PR #6236, opened 2021-06-02
Support getting cluster metrics in 2.0 with auth enabled

actgardner:
Switch metric collection to use the internal API, so we don't need an auth token to list pipelines and repos.

This also fixes a subtle bug in `ListRepo` which would have prevented users from listing repos if there was any repo they didn't have read access to. I added a test to make sure it won't regress, but this really highlights the need to pull all the auth checks in PFS into a common place - ideally high in the call stack so it's very clear what permission is required for each RPC.

### DIFF
--- a/src/server/auth/server/testing/auth_test.go
+++ b/src/server/auth/server/testing/auth_test.go
@@ -1103,6 +1103,10 @@ func TestListAndInspectRepo(t *testing.T) {
 	require.Equal(t,
 		buildBindings(alice, auth.RepoOwnerRole), getRepoRoleBinding(t, aliceClient, repoNone))
 
+	// put a file in the repo Bob can't access - we need to be able to get the size of the commits
+	err := aliceClient.PutFile(client.NewCommit(repoNone, "master", ""), "/test", strings.NewReader("test"))
+	require.NoError(t, err)
+
 	// bob creates a repo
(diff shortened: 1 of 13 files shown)


src/server/auth/server/testing/auth_test.go
```diff
@@ -1103,6 +1103,10 @@ func TestListAndInspectRepo(t *testing.T) {
 	require.Equal(t,
 		buildBindings(alice, auth.RepoOwnerRole), getRepoRoleBinding(t, aliceClient, repoNone))
 
+	// put a file in the repo Bob can't access - we need to be able to get the size of the commits
+	err := aliceClient.PutFile(client.NewCommit(repoNone, "master", ""), "/test", strings.NewReader("test"))
```
acohen4, line 1107: should we assert that there's a certain amount of bytes in the repo?

acohen4 (approved):
Just one question on the test. Otherwise LGTM

src/server/auth/server/testing/auth_test.go
actgardner: I'm not too concerned about asserting that here, PFS has it's own test that the results are accurate, here we're just testing the permissions model.

chainlink:
Niice! cc @mindthevirt

mindthevirt:
Love it! Thank you @actgardner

********

Return the data in its entirety, exactly as given.

*RESPONSE TO THIS TASK:*
PR #6236, opened 2021-06-02
Support getting cluster metrics in 2.0 with auth enabled

actgardner:
Switch metric collection to use the internal API, so we don't need an auth token to list pipelines and repos.

This also fixes a subtle bug in `ListRepo` which would have prevented users from listing repos if there was any repo they didn't have read access to. I added a test to make sure it won't regress, but this really highlights the need to pull all the auth checks in PFS into a common place - ideally high in the call stack so it's very clear what permission is required for each RPC.

### DIFF
--- a/src/server/auth/server/testing/auth_test.go
+++ b/src/server/auth/server/testing/auth_test.go
@@ -1103,6 +1103,10 @@ func TestListAndInspectRepo(t *testing.T) {
 	require.Equal(t,
 		buildBindings(alice, auth.RepoOwnerRole), getRepoRoleBinding(t, aliceClient, repoNone))
 
+	// put a file in the repo Bob can't access - we need to be able to get the size of the commits
+	err := aliceClient.PutFile(client.NewCommit(repoNone, "master", ""), "/test", strings.NewReader("test"))
+	require.NoError(t, err)
+
 	// bob creates a repo
(diff shortened: 1 of 13 files shown)


src/server/auth/server/testing/auth_test.go
```diff
@@ -1103,6 +1103,10 @@ func TestListAndInspectRepo(t *testing.T) {
 	require.Equal(t,
 		buildBindings(alice, auth.RepoOwnerRole), getRepoRoleBinding(t, aliceClient, repoNone))
 
+	// put a file in the repo Bob can't access - we need to be able to get the size of the commits
+	err := aliceClient.PutFile(client.NewCommit(repoNone, "master", ""), "/test", strings.NewReader("test"))
```
acohen4, line 1107: should we assert that there's a certain amount of bytes in the repo?

acohen4 (approved):
Just one question on the test. Otherwise LGTM

src/server/auth/server/testing/auth_test.go
actgardner: I'm not too concerned about asserting that here, PFS has it's own test that the results are accurate, here we're just testing the permissions model.

chainlink:
Niice! cc @mindthevirt

mindthevirt:
Love it! Thank you @actgardner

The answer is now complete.